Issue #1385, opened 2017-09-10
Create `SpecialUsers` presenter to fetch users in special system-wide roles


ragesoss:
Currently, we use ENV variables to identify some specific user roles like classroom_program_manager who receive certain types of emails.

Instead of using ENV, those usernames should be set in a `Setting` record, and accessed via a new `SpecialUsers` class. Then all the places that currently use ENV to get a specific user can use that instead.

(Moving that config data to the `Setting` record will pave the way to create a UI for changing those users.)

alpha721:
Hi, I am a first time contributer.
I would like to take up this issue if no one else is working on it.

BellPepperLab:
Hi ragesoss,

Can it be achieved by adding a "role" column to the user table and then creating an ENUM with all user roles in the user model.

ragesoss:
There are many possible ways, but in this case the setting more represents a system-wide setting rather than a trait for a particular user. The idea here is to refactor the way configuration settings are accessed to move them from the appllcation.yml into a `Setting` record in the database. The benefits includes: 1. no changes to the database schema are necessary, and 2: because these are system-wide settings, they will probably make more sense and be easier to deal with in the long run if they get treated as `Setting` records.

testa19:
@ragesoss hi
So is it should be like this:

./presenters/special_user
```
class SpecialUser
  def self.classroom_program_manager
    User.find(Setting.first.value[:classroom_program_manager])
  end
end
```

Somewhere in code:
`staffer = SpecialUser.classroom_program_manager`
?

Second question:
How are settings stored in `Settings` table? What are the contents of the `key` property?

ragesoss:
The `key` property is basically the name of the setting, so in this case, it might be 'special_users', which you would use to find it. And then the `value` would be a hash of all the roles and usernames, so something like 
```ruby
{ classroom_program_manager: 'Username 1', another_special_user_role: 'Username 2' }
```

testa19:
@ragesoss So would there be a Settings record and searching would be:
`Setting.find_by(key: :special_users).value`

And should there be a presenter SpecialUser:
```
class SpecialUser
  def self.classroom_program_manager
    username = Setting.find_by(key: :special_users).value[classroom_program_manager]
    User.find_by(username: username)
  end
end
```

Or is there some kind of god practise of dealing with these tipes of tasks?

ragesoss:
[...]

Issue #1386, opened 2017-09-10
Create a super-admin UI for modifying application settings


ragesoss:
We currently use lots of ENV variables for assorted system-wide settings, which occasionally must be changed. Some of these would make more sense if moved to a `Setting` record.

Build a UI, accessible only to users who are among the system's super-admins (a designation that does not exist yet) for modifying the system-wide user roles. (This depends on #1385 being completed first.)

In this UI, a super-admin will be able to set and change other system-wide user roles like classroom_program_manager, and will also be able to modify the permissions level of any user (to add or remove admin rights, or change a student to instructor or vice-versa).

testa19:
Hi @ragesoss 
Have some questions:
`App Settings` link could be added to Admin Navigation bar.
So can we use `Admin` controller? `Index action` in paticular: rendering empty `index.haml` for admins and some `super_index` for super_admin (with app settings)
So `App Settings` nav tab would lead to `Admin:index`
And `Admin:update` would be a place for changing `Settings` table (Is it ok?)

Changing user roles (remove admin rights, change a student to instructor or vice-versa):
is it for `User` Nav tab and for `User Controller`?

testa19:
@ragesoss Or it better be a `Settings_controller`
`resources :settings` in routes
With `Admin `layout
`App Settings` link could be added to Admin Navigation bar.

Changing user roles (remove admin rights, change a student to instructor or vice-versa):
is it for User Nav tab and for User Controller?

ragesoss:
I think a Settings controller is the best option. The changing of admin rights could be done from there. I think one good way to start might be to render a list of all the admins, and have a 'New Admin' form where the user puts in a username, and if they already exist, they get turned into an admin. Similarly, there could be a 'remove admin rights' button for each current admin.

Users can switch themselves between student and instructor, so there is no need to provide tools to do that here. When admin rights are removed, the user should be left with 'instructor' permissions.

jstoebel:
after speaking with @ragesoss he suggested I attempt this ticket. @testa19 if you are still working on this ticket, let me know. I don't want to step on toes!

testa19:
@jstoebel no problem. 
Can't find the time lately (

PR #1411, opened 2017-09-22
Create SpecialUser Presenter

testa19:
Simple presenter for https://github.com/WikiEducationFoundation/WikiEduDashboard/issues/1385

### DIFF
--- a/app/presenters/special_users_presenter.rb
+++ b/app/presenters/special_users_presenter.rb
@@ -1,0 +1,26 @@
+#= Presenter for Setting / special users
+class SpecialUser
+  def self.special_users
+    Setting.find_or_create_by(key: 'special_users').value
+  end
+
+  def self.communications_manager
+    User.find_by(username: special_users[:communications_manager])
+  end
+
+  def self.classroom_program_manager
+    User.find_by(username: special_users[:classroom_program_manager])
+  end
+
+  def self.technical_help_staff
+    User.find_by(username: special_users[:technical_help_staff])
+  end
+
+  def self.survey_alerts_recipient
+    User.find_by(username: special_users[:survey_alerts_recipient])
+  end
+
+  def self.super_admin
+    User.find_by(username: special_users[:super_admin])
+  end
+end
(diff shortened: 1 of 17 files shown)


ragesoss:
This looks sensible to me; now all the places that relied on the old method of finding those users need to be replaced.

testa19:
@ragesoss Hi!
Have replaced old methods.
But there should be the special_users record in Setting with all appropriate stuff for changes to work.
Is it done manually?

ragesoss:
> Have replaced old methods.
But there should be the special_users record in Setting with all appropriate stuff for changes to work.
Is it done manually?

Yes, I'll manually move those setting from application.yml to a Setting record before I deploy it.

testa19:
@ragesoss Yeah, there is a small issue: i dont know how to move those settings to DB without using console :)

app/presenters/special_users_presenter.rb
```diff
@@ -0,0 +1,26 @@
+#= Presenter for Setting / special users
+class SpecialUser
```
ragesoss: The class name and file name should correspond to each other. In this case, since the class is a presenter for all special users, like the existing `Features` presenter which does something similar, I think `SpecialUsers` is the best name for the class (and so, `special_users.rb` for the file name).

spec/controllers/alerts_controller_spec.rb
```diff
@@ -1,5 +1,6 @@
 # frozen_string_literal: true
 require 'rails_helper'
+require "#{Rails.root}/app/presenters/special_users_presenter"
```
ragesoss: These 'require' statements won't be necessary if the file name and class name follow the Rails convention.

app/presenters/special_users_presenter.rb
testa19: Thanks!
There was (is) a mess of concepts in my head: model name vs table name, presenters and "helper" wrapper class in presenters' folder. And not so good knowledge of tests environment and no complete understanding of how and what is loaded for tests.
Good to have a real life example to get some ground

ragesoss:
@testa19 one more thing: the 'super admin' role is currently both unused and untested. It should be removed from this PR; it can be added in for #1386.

*-*-*

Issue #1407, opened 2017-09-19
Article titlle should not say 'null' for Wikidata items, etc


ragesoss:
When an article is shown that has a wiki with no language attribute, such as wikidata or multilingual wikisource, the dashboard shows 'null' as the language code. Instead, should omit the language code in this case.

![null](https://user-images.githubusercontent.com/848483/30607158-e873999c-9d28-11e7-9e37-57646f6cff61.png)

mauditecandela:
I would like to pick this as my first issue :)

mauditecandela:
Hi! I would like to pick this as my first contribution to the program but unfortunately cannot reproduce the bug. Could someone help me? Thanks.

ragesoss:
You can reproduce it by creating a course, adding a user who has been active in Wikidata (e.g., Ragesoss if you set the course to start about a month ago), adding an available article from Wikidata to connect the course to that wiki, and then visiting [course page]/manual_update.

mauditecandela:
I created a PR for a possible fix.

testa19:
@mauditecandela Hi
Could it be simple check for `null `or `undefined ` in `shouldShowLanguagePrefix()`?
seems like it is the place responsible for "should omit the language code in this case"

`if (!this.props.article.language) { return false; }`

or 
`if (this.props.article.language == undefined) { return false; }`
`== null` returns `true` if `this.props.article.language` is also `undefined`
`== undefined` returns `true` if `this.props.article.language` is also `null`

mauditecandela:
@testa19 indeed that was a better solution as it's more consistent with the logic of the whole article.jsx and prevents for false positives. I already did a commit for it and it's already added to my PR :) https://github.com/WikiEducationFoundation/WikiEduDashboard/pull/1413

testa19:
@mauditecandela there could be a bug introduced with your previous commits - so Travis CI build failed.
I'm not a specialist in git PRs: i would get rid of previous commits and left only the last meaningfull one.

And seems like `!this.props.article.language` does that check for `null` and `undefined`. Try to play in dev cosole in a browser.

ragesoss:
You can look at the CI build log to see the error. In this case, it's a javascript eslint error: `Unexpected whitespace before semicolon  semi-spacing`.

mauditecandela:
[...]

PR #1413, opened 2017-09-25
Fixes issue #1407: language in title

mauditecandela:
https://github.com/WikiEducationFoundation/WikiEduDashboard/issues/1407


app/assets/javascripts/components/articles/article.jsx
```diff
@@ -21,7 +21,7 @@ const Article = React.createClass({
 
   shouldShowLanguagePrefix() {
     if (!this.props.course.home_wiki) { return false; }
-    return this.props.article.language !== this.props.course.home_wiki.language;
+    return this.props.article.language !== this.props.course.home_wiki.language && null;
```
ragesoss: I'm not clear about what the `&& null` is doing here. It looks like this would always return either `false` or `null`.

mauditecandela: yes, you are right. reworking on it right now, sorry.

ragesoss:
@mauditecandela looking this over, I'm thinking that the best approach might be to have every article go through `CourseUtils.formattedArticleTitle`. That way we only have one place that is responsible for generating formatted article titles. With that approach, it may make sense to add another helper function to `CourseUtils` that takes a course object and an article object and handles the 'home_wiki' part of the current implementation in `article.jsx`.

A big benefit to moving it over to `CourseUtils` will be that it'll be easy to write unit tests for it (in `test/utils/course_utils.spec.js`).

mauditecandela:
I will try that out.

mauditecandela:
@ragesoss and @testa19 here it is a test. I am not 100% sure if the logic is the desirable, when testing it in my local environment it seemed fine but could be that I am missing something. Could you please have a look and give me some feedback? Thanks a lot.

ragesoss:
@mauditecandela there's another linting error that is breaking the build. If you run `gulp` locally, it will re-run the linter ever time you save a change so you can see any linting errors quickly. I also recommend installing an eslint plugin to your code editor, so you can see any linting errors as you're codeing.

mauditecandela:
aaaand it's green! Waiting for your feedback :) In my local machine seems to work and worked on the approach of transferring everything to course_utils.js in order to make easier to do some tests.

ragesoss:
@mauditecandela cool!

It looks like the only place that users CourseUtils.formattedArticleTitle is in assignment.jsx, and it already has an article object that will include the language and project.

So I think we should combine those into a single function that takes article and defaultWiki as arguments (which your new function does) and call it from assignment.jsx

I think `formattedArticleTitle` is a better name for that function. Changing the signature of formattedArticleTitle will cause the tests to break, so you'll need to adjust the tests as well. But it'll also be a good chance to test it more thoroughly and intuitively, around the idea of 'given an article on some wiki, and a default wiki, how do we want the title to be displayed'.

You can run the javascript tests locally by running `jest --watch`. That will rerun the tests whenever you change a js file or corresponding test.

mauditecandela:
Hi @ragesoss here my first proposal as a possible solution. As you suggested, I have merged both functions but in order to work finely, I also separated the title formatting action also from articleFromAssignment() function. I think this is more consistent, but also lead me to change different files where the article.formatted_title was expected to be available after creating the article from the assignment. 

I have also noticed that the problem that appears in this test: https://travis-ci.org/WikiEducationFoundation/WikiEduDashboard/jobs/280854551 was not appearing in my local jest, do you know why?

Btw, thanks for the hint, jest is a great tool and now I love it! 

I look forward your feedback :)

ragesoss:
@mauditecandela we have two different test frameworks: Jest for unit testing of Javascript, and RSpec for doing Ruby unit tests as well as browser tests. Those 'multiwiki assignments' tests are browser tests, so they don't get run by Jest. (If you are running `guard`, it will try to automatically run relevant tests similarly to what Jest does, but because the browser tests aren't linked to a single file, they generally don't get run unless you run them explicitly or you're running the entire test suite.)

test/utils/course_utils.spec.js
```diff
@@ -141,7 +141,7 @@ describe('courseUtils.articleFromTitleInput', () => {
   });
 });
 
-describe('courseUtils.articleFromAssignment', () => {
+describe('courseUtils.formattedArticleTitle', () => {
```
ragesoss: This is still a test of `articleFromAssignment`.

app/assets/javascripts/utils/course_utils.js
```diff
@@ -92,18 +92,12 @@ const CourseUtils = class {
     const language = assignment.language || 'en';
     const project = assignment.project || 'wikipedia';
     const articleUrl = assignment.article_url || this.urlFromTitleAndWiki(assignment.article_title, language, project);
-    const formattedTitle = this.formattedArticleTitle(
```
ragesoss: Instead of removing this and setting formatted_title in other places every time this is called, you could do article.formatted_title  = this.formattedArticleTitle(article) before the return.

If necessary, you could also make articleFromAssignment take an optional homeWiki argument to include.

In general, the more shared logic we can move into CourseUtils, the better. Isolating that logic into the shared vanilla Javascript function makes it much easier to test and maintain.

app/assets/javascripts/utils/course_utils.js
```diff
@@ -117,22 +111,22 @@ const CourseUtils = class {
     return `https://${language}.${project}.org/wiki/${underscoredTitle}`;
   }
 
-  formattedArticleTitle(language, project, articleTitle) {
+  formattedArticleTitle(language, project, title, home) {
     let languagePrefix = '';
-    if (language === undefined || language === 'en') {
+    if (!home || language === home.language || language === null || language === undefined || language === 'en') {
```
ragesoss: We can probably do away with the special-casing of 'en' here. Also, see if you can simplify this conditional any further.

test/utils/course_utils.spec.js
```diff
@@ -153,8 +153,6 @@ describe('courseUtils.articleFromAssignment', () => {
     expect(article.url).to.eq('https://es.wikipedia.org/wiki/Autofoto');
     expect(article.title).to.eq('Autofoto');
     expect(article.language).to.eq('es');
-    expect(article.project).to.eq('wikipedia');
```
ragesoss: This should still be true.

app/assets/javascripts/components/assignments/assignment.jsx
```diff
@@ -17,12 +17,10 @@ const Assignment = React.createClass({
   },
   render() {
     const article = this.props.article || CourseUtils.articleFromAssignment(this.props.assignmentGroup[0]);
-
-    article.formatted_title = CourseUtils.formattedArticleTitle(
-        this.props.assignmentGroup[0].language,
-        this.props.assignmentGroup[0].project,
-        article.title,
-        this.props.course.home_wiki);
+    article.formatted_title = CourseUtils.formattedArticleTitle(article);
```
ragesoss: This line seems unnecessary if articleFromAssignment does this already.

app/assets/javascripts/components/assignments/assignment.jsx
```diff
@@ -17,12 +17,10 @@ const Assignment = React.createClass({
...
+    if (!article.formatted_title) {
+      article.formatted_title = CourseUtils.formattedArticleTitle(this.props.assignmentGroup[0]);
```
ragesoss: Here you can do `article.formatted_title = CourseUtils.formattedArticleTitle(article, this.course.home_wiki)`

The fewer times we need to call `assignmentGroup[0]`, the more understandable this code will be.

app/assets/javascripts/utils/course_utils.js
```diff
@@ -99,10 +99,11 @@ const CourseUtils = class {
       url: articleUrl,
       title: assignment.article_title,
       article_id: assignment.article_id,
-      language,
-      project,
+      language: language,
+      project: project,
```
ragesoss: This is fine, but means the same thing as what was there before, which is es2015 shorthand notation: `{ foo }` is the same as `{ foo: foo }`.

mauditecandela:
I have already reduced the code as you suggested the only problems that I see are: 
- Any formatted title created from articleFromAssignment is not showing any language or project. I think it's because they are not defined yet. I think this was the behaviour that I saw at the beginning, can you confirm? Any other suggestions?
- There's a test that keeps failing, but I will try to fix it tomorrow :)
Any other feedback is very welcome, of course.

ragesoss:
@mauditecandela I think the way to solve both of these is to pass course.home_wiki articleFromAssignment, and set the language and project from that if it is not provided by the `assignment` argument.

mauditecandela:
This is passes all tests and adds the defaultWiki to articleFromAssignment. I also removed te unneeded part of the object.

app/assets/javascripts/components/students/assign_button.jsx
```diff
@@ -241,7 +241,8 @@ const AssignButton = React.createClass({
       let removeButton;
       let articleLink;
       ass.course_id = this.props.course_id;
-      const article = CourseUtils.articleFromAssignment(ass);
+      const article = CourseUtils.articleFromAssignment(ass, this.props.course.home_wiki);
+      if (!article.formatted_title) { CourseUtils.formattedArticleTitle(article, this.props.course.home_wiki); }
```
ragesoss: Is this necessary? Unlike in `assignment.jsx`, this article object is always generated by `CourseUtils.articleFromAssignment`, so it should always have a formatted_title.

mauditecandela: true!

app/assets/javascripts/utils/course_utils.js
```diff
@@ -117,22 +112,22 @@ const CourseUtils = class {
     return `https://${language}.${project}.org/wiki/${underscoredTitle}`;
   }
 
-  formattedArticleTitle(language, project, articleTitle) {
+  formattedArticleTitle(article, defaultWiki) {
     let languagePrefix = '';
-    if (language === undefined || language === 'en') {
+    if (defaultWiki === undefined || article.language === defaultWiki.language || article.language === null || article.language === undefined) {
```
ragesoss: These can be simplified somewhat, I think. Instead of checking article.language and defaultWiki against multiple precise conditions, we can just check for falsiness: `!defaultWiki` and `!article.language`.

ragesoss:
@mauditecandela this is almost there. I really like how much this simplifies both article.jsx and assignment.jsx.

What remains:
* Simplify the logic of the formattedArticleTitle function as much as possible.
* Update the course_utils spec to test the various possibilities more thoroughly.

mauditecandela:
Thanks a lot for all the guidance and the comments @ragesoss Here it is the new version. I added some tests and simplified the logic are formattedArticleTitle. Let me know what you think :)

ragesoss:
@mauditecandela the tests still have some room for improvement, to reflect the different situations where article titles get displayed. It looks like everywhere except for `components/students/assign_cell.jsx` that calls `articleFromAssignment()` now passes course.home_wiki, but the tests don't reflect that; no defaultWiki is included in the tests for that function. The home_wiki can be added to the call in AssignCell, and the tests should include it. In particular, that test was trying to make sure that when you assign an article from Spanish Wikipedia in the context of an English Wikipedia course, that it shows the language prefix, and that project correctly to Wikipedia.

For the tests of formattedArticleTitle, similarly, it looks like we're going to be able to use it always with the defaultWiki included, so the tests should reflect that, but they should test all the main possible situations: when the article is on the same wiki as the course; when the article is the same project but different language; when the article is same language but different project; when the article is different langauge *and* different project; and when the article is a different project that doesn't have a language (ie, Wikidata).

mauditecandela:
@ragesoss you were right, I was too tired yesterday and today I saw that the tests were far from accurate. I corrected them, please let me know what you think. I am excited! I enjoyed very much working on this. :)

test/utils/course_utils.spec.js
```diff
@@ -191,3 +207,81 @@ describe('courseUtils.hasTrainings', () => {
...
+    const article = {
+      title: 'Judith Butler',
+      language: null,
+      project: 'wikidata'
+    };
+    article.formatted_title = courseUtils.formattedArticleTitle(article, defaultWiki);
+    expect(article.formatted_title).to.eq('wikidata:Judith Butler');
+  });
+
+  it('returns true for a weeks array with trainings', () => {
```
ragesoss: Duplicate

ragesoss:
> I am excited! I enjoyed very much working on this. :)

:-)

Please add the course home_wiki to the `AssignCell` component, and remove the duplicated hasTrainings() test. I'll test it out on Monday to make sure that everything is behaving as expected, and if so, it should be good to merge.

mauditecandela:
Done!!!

*-*-*

**Your task**
An exact copy of the lines above, from the one containing "ragesoss: This should still be true." down to the one containing "I have already" and including both, is the whole answer; retype it and nothing else.

**Solution to this exercise**
ragesoss: This should still be true.

app/assets/javascripts/components/assignments/assignment.jsx
```diff
@@ -17,12 +17,10 @@ const Assignment = React.createClass({
   },
   render() {
     const article = this.props.article || CourseUtils.articleFromAssignment(this.props.assignmentGroup[0]);
-
-    article.formatted_title = CourseUtils.formattedArticleTitle(
-        this.props.assignmentGroup[0].language,
-        this.props.assignmentGroup[0].project,
-        article.title,
-        this.props.course.home_wiki);
+    article.formatted_title = CourseUtils.formattedArticleTitle(article);
```
ragesoss: This line seems unnecessary if articleFromAssignment does this already.

app/assets/javascripts/components/assignments/assignment.jsx
```diff
@@ -17,12 +17,10 @@ const Assignment = React.createClass({
...
+    if (!article.formatted_title) {
+      article.formatted_title = CourseUtils.formattedArticleTitle(this.props.assignmentGroup[0]);
```
ragesoss: Here you can do `article.formatted_title = CourseUtils.formattedArticleTitle(article, this.course.home_wiki)`

The fewer times we need to call `assignmentGroup[0]`, the more understandable this code will be.

app/assets/javascripts/utils/course_utils.js
```diff
@@ -99,10 +99,11 @@ const CourseUtils = class {
       url: articleUrl,
       title: assignment.article_title,
       article_id: assignment.article_id,
-      language,
-      project,
+      language: language,
+      project: project,
```
ragesoss: This is fine, but means the same thing as what was there before, which is es2015 shorthand notation: `{ foo }` is the same as `{ foo: foo }`.

mauditecandela:
I have already reduced the code as you suggested the only problems that I see are: 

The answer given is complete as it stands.